Stored data entries

● ● ● ● ● ● ●

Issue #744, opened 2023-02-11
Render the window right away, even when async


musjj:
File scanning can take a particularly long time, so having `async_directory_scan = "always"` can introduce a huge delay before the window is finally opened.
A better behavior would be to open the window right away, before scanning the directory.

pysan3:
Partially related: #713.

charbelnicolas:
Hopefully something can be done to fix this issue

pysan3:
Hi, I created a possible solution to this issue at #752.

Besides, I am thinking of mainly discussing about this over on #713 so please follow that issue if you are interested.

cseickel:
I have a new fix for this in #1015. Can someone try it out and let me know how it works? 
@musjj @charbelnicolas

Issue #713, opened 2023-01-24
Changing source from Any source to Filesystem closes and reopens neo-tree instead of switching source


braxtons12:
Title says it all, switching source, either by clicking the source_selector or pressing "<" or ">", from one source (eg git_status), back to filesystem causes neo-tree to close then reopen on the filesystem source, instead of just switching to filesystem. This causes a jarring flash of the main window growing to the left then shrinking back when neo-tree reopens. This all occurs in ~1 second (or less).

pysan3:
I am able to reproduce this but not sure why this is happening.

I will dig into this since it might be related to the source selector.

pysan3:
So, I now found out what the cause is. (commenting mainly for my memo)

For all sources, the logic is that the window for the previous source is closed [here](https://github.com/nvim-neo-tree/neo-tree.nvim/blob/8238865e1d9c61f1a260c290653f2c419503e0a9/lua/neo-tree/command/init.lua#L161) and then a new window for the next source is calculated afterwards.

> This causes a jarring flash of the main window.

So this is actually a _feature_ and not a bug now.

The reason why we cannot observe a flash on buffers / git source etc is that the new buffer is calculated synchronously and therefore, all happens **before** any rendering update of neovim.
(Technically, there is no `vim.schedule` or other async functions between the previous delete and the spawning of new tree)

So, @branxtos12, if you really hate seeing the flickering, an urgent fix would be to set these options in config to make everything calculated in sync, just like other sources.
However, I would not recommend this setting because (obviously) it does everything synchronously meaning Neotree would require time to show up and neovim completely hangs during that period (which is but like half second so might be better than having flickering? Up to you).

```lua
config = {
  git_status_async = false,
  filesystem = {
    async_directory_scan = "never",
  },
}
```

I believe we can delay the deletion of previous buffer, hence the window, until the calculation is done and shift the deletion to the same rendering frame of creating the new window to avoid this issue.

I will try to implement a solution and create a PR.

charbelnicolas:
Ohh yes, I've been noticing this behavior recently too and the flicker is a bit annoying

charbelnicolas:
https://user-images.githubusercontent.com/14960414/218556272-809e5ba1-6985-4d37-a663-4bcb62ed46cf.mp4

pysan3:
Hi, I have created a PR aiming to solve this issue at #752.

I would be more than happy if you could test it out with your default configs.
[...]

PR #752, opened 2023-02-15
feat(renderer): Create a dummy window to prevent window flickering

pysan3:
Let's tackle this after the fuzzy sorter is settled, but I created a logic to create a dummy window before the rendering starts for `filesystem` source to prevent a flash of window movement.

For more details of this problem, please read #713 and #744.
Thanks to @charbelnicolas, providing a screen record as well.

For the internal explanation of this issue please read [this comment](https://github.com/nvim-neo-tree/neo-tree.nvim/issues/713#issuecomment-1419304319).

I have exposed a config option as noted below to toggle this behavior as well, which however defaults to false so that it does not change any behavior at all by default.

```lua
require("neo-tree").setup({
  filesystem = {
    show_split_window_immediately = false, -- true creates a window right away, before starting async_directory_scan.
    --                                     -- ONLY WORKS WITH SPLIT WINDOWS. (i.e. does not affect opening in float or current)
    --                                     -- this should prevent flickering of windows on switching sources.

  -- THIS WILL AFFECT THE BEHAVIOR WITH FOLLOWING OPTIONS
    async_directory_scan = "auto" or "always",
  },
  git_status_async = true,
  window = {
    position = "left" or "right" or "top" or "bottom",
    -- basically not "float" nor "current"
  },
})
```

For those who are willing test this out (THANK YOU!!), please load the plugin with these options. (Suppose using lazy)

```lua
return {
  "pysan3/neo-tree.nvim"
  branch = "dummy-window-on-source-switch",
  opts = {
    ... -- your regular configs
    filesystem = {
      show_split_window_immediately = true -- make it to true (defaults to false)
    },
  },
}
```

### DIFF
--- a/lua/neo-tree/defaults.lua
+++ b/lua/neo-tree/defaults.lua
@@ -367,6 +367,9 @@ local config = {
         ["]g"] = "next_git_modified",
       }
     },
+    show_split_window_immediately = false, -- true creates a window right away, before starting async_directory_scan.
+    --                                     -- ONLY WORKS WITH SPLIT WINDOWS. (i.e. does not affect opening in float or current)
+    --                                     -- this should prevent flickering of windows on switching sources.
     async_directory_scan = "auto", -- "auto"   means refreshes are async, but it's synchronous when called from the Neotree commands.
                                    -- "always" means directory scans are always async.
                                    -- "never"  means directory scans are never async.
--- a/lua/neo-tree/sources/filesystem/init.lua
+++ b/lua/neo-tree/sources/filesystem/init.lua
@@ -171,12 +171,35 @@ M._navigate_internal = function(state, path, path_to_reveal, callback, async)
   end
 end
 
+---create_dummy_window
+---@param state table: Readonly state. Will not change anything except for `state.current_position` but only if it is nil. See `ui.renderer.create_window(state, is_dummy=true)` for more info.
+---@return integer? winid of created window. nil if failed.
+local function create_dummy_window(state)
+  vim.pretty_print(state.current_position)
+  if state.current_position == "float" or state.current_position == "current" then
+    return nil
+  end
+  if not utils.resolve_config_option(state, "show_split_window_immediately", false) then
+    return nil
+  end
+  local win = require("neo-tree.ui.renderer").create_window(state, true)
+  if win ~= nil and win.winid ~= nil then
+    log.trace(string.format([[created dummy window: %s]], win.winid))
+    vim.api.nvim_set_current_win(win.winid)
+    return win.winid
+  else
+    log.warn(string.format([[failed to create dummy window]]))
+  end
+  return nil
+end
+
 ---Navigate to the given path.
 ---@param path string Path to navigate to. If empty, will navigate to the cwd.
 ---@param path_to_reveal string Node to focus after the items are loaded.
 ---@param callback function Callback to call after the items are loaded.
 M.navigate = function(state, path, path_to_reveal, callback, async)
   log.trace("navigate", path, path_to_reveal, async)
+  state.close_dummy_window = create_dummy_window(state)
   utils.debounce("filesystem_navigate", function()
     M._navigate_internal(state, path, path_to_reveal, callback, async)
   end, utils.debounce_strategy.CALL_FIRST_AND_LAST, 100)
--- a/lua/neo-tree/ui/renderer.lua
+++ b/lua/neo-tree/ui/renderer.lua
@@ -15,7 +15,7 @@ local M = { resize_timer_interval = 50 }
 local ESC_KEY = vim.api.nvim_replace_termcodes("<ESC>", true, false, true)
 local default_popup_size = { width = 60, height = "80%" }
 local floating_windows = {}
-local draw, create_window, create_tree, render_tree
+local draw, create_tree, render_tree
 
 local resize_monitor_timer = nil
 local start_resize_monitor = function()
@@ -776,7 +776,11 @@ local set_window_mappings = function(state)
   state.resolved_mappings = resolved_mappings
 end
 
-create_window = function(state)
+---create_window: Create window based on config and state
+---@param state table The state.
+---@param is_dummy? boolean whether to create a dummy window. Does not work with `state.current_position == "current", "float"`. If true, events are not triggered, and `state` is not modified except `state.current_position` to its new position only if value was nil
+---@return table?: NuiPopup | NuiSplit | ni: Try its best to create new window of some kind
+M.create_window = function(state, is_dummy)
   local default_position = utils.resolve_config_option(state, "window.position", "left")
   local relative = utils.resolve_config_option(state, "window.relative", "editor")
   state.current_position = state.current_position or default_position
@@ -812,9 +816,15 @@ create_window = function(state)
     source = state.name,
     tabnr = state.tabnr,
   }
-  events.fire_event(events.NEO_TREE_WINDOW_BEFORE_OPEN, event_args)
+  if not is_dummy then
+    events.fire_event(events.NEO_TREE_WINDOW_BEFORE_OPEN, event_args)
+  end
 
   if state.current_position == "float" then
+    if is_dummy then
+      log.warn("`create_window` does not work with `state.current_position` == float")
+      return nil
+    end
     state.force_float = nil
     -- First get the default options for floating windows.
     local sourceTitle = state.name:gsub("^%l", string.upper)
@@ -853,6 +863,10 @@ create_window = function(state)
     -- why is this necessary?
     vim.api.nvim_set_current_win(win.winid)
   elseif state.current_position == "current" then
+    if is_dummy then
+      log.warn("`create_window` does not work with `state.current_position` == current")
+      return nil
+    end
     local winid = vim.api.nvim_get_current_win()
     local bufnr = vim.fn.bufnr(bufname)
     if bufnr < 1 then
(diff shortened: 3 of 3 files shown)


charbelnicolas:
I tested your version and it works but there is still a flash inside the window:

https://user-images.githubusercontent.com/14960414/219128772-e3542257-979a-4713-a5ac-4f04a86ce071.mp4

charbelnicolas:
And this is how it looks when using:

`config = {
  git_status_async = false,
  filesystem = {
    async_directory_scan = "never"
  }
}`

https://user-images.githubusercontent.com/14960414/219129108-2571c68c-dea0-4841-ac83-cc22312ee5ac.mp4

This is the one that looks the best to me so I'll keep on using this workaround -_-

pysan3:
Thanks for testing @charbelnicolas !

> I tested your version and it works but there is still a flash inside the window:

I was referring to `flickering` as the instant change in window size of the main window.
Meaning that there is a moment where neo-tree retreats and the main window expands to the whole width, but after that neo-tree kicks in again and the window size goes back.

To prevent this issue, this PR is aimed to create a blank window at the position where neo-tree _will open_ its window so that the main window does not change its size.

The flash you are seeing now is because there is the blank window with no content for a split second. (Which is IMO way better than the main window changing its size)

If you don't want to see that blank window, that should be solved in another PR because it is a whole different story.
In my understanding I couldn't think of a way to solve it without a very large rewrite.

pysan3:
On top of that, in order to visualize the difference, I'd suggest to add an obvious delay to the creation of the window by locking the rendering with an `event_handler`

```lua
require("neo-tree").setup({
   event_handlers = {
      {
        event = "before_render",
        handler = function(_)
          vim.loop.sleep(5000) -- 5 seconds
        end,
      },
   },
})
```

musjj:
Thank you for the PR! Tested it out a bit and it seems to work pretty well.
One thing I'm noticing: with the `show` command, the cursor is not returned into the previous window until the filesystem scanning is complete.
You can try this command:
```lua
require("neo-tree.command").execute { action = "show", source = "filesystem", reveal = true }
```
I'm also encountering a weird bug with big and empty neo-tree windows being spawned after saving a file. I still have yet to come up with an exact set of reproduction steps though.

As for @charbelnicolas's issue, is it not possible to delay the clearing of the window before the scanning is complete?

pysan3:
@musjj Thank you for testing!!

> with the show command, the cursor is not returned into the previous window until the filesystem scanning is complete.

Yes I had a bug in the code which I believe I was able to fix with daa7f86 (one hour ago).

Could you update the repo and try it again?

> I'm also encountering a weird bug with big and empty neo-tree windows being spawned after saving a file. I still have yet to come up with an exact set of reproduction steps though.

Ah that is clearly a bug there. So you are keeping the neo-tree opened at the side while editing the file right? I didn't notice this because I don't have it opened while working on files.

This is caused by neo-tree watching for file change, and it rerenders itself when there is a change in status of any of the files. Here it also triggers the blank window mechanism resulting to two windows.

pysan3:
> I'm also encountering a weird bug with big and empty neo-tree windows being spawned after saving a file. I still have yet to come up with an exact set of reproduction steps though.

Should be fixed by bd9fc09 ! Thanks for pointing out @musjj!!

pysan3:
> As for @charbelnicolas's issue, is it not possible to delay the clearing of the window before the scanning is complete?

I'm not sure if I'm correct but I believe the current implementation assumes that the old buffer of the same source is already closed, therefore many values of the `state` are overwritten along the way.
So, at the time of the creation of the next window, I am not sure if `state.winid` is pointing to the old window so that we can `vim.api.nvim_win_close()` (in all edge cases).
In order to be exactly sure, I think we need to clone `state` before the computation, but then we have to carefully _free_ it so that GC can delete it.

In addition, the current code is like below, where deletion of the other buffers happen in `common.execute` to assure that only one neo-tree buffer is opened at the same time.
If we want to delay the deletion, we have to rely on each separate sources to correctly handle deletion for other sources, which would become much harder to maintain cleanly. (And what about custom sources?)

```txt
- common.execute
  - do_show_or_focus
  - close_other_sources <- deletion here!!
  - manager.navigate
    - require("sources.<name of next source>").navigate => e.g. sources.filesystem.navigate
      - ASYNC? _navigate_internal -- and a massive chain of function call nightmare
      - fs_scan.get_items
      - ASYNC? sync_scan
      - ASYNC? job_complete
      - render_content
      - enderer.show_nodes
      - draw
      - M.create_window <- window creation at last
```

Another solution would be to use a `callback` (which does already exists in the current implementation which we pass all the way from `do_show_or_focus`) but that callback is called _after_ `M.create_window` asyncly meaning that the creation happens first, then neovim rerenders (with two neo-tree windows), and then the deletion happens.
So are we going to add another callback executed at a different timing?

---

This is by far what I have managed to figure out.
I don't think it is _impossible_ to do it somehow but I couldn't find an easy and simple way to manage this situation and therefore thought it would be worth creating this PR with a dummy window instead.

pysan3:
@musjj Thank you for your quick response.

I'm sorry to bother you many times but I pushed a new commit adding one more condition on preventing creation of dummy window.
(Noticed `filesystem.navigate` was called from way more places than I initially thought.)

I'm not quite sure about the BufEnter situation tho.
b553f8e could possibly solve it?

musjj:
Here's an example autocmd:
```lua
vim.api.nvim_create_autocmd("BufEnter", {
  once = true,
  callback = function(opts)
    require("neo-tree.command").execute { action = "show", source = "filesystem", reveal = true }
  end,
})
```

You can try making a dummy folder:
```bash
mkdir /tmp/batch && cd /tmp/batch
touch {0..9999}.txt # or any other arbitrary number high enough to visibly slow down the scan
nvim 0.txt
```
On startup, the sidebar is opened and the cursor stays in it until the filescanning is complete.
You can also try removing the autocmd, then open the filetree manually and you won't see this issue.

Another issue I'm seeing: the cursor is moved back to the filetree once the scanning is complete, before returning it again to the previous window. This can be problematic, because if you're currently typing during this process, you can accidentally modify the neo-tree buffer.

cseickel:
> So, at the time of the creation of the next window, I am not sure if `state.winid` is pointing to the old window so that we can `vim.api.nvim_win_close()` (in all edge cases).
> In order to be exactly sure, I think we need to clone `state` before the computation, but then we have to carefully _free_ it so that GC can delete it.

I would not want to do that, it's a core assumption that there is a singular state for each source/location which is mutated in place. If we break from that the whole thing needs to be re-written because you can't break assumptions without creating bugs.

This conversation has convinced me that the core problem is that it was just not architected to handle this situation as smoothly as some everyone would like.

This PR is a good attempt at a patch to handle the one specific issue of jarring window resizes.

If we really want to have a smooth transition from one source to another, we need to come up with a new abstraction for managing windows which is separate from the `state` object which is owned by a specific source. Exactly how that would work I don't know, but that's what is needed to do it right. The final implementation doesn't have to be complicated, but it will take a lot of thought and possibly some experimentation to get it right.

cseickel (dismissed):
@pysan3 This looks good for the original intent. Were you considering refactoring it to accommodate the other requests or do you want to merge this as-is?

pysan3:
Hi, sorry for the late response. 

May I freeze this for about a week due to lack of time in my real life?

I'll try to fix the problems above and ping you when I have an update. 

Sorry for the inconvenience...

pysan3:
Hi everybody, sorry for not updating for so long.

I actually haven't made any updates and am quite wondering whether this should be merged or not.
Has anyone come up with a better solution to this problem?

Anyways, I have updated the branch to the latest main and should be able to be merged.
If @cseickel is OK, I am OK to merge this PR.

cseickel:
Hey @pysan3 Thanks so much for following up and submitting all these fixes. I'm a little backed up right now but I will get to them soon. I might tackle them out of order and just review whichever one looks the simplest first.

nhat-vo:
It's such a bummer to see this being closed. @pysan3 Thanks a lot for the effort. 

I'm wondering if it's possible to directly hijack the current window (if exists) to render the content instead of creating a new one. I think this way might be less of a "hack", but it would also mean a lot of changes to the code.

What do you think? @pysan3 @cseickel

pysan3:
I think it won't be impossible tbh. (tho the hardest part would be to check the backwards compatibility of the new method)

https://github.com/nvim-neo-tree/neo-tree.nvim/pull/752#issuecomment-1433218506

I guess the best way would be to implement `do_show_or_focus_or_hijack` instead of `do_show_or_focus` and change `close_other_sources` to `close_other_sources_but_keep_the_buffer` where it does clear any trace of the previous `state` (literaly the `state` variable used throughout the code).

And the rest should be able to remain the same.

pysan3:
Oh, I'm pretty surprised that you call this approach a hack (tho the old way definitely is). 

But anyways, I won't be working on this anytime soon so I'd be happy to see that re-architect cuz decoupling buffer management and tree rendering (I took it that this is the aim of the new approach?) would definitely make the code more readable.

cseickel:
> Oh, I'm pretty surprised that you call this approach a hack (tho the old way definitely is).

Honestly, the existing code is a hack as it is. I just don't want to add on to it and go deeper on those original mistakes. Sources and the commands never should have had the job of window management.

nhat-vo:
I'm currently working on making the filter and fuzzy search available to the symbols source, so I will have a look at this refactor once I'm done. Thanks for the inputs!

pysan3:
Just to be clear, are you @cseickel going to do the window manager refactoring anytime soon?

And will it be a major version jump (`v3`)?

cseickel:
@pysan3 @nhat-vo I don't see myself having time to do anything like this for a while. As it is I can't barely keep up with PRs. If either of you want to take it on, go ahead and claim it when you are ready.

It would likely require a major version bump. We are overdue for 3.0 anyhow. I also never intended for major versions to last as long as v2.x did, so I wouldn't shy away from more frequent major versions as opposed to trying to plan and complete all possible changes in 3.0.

● ● ● ● ● ● ●

### EXERCISE
Write out the records above exactly, from the opening line to the line with "Hi, I created", including both, with nothing added.

### ANSWER TO THE EXERCISE
Issue #744, opened 2023-02-11
Render the window right away, even when async


musjj:
File scanning can take a particularly long time, so having `async_directory_scan = "always"` can introduce a huge delay before the window is finally opened.
A better behavior would be to open the window right away, before scanning the directory.

pysan3:
Partially related: #713.

charbelnicolas:
Hopefully something can be done to fix this issue

pysan3:
Hi, I created a possible solution to this issue at #752.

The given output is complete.